» ASSIGNMENT
Search the material for "lets" and show all lines that contain it.
——
PR #2509, opened 2020-03-17
Add support of exportable subflow (phase3)

HiroyasuNishiyama:

## Proposed changes

This PR implements the phase3 implementation of [exportable subflow](https://github.com/node-red/designs/blob/master/designs/exportable-subflow/README.md). 
It replaces [phase1](https://github.com/node-red/node-red/pull/2309) and [phase2](https://github.com/node-red/node-red/pull/2351) PR.

Appreciate it if you could look over it, give it a try and give feedback.

## Checklist

### DIFF
--- a/packages/node_modules/@node-red/editor-client/locales/en-US/editor.json
+++ b/packages/node_modules/@node-red/editor-client/locales/en-US/editor.json
@@ -179,6 +179,7 @@
         "selectFile": "select a file to import",
         "importNodes": "Import nodes",
         "exportNodes": "Export nodes",
+        "exportSubflow": "Export subflow",
         "download": "Download",
         "importUnrecognised": "Imported unrecognised type:",
         "importUnrecognised_plural": "Imported unrecognised types:",
@@ -297,15 +298,38 @@
         "output": "outputs:",
         "status": "status node",
         "deleteSubflow": "delete subflow",
+        "exportSubflow": "export subflow",
         "info": "Description",
         "category": "Category",
+        "export-name": "Module",
+        "no-prefix": "no prefix",
+        "license": "License",
+        "selectLicense": "Select license",
+        "addLicense": "Add new...",
+        "version": "Version",
+        "keys": "Keywords",
+        "author": "Author",
+        "desc": "Description",
+        "export": "export",
+        "sealed": "Seal subflow",
+        "includeAll": "Include all subflows",
         "env": {
             "restore": "Restore to subflow default",
             "remove": "Remove environment variable"
         },
+        "placeholder": {
+            "name": "export name",
+            "license": "license",
+            "keywords": "',' separated keywords",
+            "author": "author name",
+            "description": "description",
+            "version": "version"
+        },
         "errors": {
             "noNodesSelected": "<strong>Cannot create subflow</strong>: no nodes selected",
-            "multipleInputsToSelection": "<strong>Cannot create subflow</strong>: multiple inputs to selection"
+            "multipleInputsToSelection": "<strong>Cannot create subflow</strong>: multiple inputs to selection",
+            "noExportName": "<strong>No module name specified.</strong><br/>Fill on subflow template info tab.",
+            "incomplete": "__node__ not found"
         }
     },
     "editor": {
@@ -1003,7 +1027,8 @@
         "description": "Description",
         "appearance": "Appearance",
         "preview": "UI Preview",
-        "defaultValue": "Default value"
+        "defaultValue": "Default value",
+        "info": "Info" 
     },
     "languages" : {
         "de": "German",
--- a/packages/node_modules/@node-red/editor-client/locales/ja/editor.json
+++ b/packages/node_modules/@node-red/editor-client/locales/ja/editor.json
@@ -179,6 +179,7 @@
         "selectFile": "読み込むファイルを選択してください",
         "importNodes": "フローをクリップボートから読み込み",
         "exportNodes": "フローをクリップボードへ書き出し",
+        "exportSubflow": "サブフローをクリップボードへ書き出し",
         "download": "ダウンロード",
         "importUnrecognised": "認識できない型が読み込まれました:",
         "importUnrecognised_plural": "認識できない型が読み込まれました:",
@@ -296,16 +297,38 @@
         "input": "入力:",
         "output": "出力:",
         "status": "ステータスノード",
-        "deleteSubflow": "サブフローを削除",
+        "deleteSubflow": "削除",
+        "exportSubflow": "エクスポート",
         "info": "詳細",
         "category": "カテゴリ",
+        "export-name": "モジュール",
+        "no-prefix": "無し",
+        "license": "ライセンス",
+        "selectLicense": "ライセンス入力",
+        "addLicense": "新規...",
+        "version": "バージョン",
+        "keys": "キーワード",
+        "author": "作者",
+        "desc": "説明",
+        "export": "書出し",
+        "sealed": "サブフローを封印",
+        "includeAll": "全てのサブフローを含める",
         "env": {
             "restore": "デフォルト値に戻す",
             "remove": "環境変数を削除"
         },
+        "placeholder": {
+            "name": "配布名",
+            "license": "ライセンス",
+            "keywords": "','で区切ったキーワード",
+            "author": "作者",
+            "description": "説明"
+        },
         "errors": {
             "noNodesSelected": "<strong>サブフローを作成できません</strong>: ノードが選択されていません",
-            "multipleInputsToSelection": "<strong>サブフローを作成できません</strong>: 複数の入力が選択されています"
+            "multipleInputsToSelection": "<strong>サブフローを作成できません</strong>: 複数の入力が選択されています",
+            "noExportName": "<strong>エクスポート名が指定されていません</strong><br/>サブフローテンプレートの情報タブに入力してください。",
+            "incomplete": "__node__ が存在しません"
         }
     },
     "editor": {
@@ -1001,7 +1024,8 @@
         "description": "説明",
         "appearance": "外観",
         "preview": "UIプレビュー",
-        "defaultValue": "デフォルト値"
+        "defaultValue": "デフォルト値",
+        "info": "情報"
     },
     "languages": {
         "de": "ドイツ語",
--- a/packages/node_modules/@node-red/editor-client/src/js/nodes.js
+++ b/packages/node_modules/@node-red/editor-client/src/js/nodes.js
@@ -363,6 +363,13 @@ RED.nodes = (function() {
         return {nodes:removedNodes,links:removedLinks};
     }
 
+    function isEditableSubflow(sf) {
+        if (sf.sealed && sf.imported) {
+            return false;
+        }
+        return true;
+    }
+    
     function addSubflow(sf, createNewIds) {
         if (createNewIds) {
             var subflowNames = Object.keys(subflows).map(function(sfid) {
@@ -414,7 +421,15 @@ RED.nodes = (function() {
             },
             set:{
                 module: "node-red"
-            }
+            },
+            editable: isEditableSubflow(sf),
+            incomplete: function() {
+                var ic = sf.incomplete;
+                var ret = (ic && (ic.length > 0)) ? ic : [];
+                return ret;
+            },
+            version: sf.version,
+            exportName: sf.exportName
         });
         sf._def = RED.nodes.getType("subflow:"+sf.id);
     }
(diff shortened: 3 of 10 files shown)


knolleary:
Having not looked at this feature for a while, I am reviewing it with a fresh set of eyes.

1. **Difference between exporting flows and exporting subflows**

This is introducing a different way to export subflows that gives a different form of JSON that cannot be imported in the 'normal' way. I'm am very concerned about the confusion this can cause. I don't think the design has considered this enough.

In an ideal world, we would modify the main flow file format to use the same JSON format - nesting subflow nodes inside the subflow object. That would allow these subflows to be imported/exported in the same way as everything else. But that is not a change we can do in 1.x - that would be a 2.x change. I know you have a requirement for having this feature in 1.x, so we need to find a way to make this easy to use without confusing users.


2. **Sealed subflows**

In the current implementation, if I tick the 'sealed' option in the subflow properties:
 - I can still edit the subflow contents
 - if I do a normal export of a flow with an instance of the subflow, the subflow template **does not** get included in the export. This will cause confusion with users - they expect an exported flow to include everything they need.

I know an earlier design had a custom export dialog with all of the subflow options presented at that point in time. I suggested moving them to the subflow properties dialog as they are all properties of the subflow that should be in the main edit dialog. The 'sealed' option doesn't really fit that pattern - the option should only apply to what is exported when the subflow is exported. I assume the encryption options would have to be applied similarly - at export time, not before. But again, this comes back to the confusion over exporting a flow and exporting a subflow.

3. **Importing a subflow**

The design note talks about a 'import new node' dialog - but I cannot see that anyway in the UI. Does it reuse the existing "Import flow" dialog and it now handle these new forms of subflow being imported?

I assume importing the JSON for an Exported Subflow with sealed=false, results in exactly the same result as importing a subflow that has been exported in the normal way?

3. **What is a subflow, and flow and a node module**

This feature is breaking the clear difference between what a flow is and what a node module provides.

I think getting to the point where a node can be implemented as a flow under the covers will be a good end goal. For the end-user, it appears just like a node and is listed in the palette manager as an npm module they have installed.

But this feature only goes half way. It lets a user add a node by importing JSON - and that JSON is stored in their flow file. It is *not* a module they have installed. I have expressed my concern over using the palette manager for listing imported subflows before. That concern is still there.

Now we have the flow outliner I think *that* should be used to allow the user to remove an imported subflow from their flow. Double-clicking on its entry to open its edit dialog and clicking the delete button.


**Next steps**

The reason for splitting the implementation into phases was so that we could make smaller changes that can be more easily reviewed - and to ensure the design is right at an early stage. As this PR implements all three phases, it is proving quite hard to review.  It is very hard to pick apart the bits that are good to move forward with and the bits that need reworking.

I need to spend some more time thinking about how to move forward. I think I may have to cherry-pick your commits to try to recreate the separate phases of implementation so we can make some progress.

knolleary:
> I think I may have to cherry-pick your commits to try to recreate the separate phases of implementation so we can make some progress.

As this PR is a single commit implementing everything, I haven't been able to step through to understand the different phases.

I have spent a lot of time trying to find a way to move forward with this. I had hoped to provide some ideas to help the conversation before I go on vacation.

One of the challenges is that the design note does not describe the uses for this feature. That makes it hard to validate any proposed changes against the actual requirements (and a lesson we should learn for future design notes).

So, whilst this may feel like a backwards step, I feel the need to go over the basic requirements for the feature so we can make sure we're solving the right problems. It also helps to find the right way to present this feature to the user and also how we will describe it in the documentation.

If I had to describe the problem this feature is trying to solve, I think it is:

**Requirement 1: Provide a way for a user to create and share a new node that can be imported into the editor without having to publish it to npm.**

We can already do that with subflows today: a user can export a subflow and share it. Why is that not good enough? Because the user can freely see/edit/modify the internals of a subflow. This brings us to the next requirement:

**Requirement 2: The new node, implemented as a subflow, appears like any other node in the palette. It's internals cannot be edited or viewed by the user who imports it.**

This gives us a clear difference between a subflow imported as you can today and what this feature would like to provide. That suggests (using the concept from the current implementation), all subflows exported using this new feature would be sealed. If you wanted to share a non-sealed subflow, then you can use the export options already available. **Q**: Does this make sense?

So, my suggestion is we change the language we are using for this feature. "Exporting" subflows is something users can already do - this is something different.

**What if we call this new feature "Publishing" subflows?**

By using a different term, it helps the user understand it is a different action to what they are used to doing.

- **Export**: A user wants to share a subflow with someone who should be able to edit the internal flow.
   1. Export the subflow using the Export options already available in the editor
   2. the subflow can be imported, edited, exported - exactly what can be done today

- **Publish**: A user wants to share a subflow so that it appears as a regular node and its internals cannot be edited
  1. Publish the subflow to create a *thing* (I'll come back to what that *thing* is in a moment)
  2.That *thing* can be shared with other users and added to the editor.

**What is the *thing* that gets published?**

**Option 1 - `tgz`**

Given a free choice, I'd say that should be a `tgz` that is a proper node module (including package.json) that could be published to npm and `npm installed`. That would make for a clear difference between a subflow that has been exported and one that has been published.

We could remove the need to publish to npm if there was a way in the palette manager to upload a tgz file directly. I could still distribute the tgz file just as easily as some JSON, and it would keep the clear difference between what is a node (that is installed into the runtime) and what is a flow (that is owned by the user and imported/exported).

The problem with this approach is the same with any solution using custom nodes - if I share the flow with someone, I need to also make sure they have the custom nodes as well. If those custom nodes are not on npm, then the user is responsible for managing the dependencies.

**Option 2 - `json`**

This is the approach of the current proposal. The "published" subflow is JSON in a different format to the normally exported subflow format.

It gets imported into the users flows and stored *in their flows*. If they start a new project or delete their flow file, any subflow-nodes imported this way will be gone.

It will mean when I export a flow, the subflows will be included (but I still need to make sure any dependencies on npm nodes are known about)

**Can we find a way to make `tgz` work?**

May major concern is this feature confuses the difference between the flows owned by the user and the nodes they have installed in the palette. If we can go straight to creating a proper node module from the subflow and remove the need to publish to npm, does that satisfy the requirements?

Can we find a way to make the `tgz` approach work? What else would be needed to support that? Exporting as JSON feels like a temporary solution until we support npm packaged subflows - can we jump over the temporary solution and do it right first time? Or are there reasons for having the JSON export format that I have overlooked?

**What role does `nodegen` play?**

The vision for nodegen was to find a way to integrate it into the editor - a custom nodegen sidebar that lets you generate `tgz` for Function nodes ... and subflows. That is still in the backlog and is still something to look at.

What if we *don't* hardcode publishing subflows as a core editor feature, but do the work to create the nodegen sidebar plugin which would expose the features needed? That would also solve the problem we have that many commercial users who embed custom versions of Node-RED may not want the publishing feature for their scenarios... they just don't install the nodegen plugin.


If we were to go down this route it would involve:

1. Add extra meta data options to the subflow node (version/license/description... could all still be added to the subflow object in the core)
2. Implement the ability to load nodes implemented as subflows into the runtime
3. Add option to palette manager to upload tgz file directly
4. Create nodegen plugin that adds a custom sidebar to expose nodegen options - focussed on Function nodes and Subflows.

**Ok Nick, this sounds like a crazy departure from what we've discussed...**

Yes. But sometimes you need to think through the crazy ideas to help get to the *right* answer. I'm not suggesting this is the *right* answer, but for the requirements as I've understood them, it feels like a better user experience to me.

But this needs discussing.  I'm aware I may be missing requirements for the feature.

dceejay:
So when you say install a tgz. Is this different from npm install ? Is the tgz here not a real npm ?
Re the steps 1) would the extra metadata not be the same as required by nodegen so all part of the plugin ? 
I also think that using nodegen (the plugin path) also helps make it clear to the user that this is a different process and will produce a different  thing for the end user.
It also opens up the possibility for other publish like plugins for completely different future thought paths.

knolleary:
> So when you say install a tgz. Is this different from npm install ? Is the tgz here not a real npm ?

The `tgz` would be a valid npm module - the output of `npm pack`, or a manually downloaded tarball from the registry.

> Re the steps 1) would the extra metadata not be the same as required by nodegen so should be all part of the plugin ?

If you were the author of a subflow that you publish to npm, you would not want to have to fill-in all of that meta data every time you want to publish an update. The only place to store the meta data is in the flow file with the original subflow. I also think there is merit in having some of that metadata tied to the subflow even when sharing the subflow in the 'traditional' way by exporting its JSON.

> I also think that using nodegen (the plugin path) also helps make it clear to the user that this is a different process and will produce a different thing for the end user.

That is why I'm interested in exploring this option to see if it meets the requirements. It removes, for me, the confusion over the different types of 'exporting a subflow' we would otherwise have.

dceejay:
Tgz = npm. Great. 
Metadata - true. But could the plugin be (maybe) like the dashboard base node ? Not visible but in the flow so able to hold data in its own right.

knolleary:
I have just raised a design PR for adding the ability to upload tgz files via the `/nodes` admin api (and via the editor UI) - https://github.com/node-red/designs/pull/35

I think this will be a useful feature to have regardless of where this discussion around subflows goes - I'm just keen to get as many pieces of the puzzle in place so we can make the right decisions here.

HiroyasuNishiyama:
> This gives us a clear difference between a subflow imported as you can today and what this feature would like to provide. That suggests (using the concept from the current implementation), all subflows exported using this new feature would be sealed. If you wanted to share a non-sealed subflow, then you can use the export options already available. **Q**: Does this make sense?

Yes. These are our requirements for Exportable SUBFLOW.

> So, my suggestion is we change the language we are using for this feature. "Exporting" subflows is something users can already do - this is something different.
> 
> **What if we call this new feature "Publishing" subflows?**

No problem with changing the terminology. 
Though, we may have a problem with our understanding of English terms meaning😀.

HiroyasuNishiyama:
> **What is the _thing_ that gets published?**
> 
> **Option 1 - `tgz`**
>... 
> **Option 2 - `json`**
>... 
> This is the approach of the current proposal. The "published" subflow is JSON in a different format to the normally exported subflow format.
> 
> It gets imported into the users flows and stored _in their flows_. If they start a new project or delete their flow file, any subflow-nodes imported this way will be gone.
>
> It will mean when I export a flow, the subflows will be included (but I still need to make sure any dependencies on npm nodes are known about)
> 
> **Can we find a way to make `tgz` work?**

As for **Option 1**(tgz), the original plan we discussed was to handle it in the second step.
https://github.com/node-red-hitachi/designs/blob/subflow2npm/designs/subflow-to-npm/README.md

I think it's fine to implement only this one, or consider JSON export later.

HiroyasuNishiyama:
> **What role does `nodegen` play?**
> 
> The vision for nodegen was to find a way to integrate it into the editor - a custom nodegen sidebar that lets you generate `tgz` for Function nodes ... and subflows. That is still in the backlog and is still something to look at.

In my opinion, there is no need to use nodegen for this purpose. Simply prepare a package skeleton and run the npm command to create tgz.

Also, in some cases, we  needs to be able to operate only in  Node-RED editor, as we may not want to expose the command line to users in a PaaS environment.

dceejay:
> But, I think the JSON format is easier in terms of sharing (e.g. in development phase).
During development can the existing export functionality be used ? 

>we may not want to expose the command line to users
There should be no need, just as with installing nodes that calls npm behind the scenes. npm must still be available to the system for us to call but the UI would do it, not the user.

The intention of integrating nodegen was so the the command line was not exposed - and we also get to export function nodes - and by doing so we may identify common bits of packaging UI that are needed for both, as they both result in a packed tgz.

HiroyasuNishiyama:
> The intention of integrating nodegen was so the the command line was not exposed - and we also get to export function nodes - and by doing so we may identify common bits of packaging UI that are needed for both, as they both result in a packed tgz.

I don't understand the benefits of using nodegen. 
Here are my basic assumptions:

1. generate metadata and associated files,
2. generate tgz (npm pack).

I don't think that (1) can be made common because  generated files are different in purposes. 
Therefore, if there is a possibility, it is (2), but I can't see the usefulness of using nodegen instead of directly calling  npm.

izabela-g:
Hi, this feature is a game changer for many ! when can we expect to have this feature added please? 🙏
We are ready to contribute with testing,..

knolleary:
@izabela-g which part specifically? From the discussion you can see the direction we plan to take. There is a draft PR #2690 that adds support for npm modules that are implemented as a subflow. That is the PR that is the focus of the current work in this area.

It may be easier for us to have a chat on slack (#dev on https://nodered.org/slack) to help understand who the 'we' is and what you are able to help with.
——
» ANSWER BOX
But this feature only goes half way. It lets a user add a node by importing JSON - and that JSON is stored in their flow file. It is *not* a module they have installed. I have expressed my concern over using the palette manager for listing imported subflows before. That concern is still there.
The vision for nodegen was to find a way to integrate it into the editor - a custom nodegen sidebar that lets you generate `tgz` for Function nodes ... and subflows. That is still in the backlog and is still something to look at.
> The vision for nodegen was to find a way to integrate it into the editor - a custom nodegen sidebar that lets you generate `tgz` for Function nodes ... and subflows. That is still in the backlog and is still something to look at.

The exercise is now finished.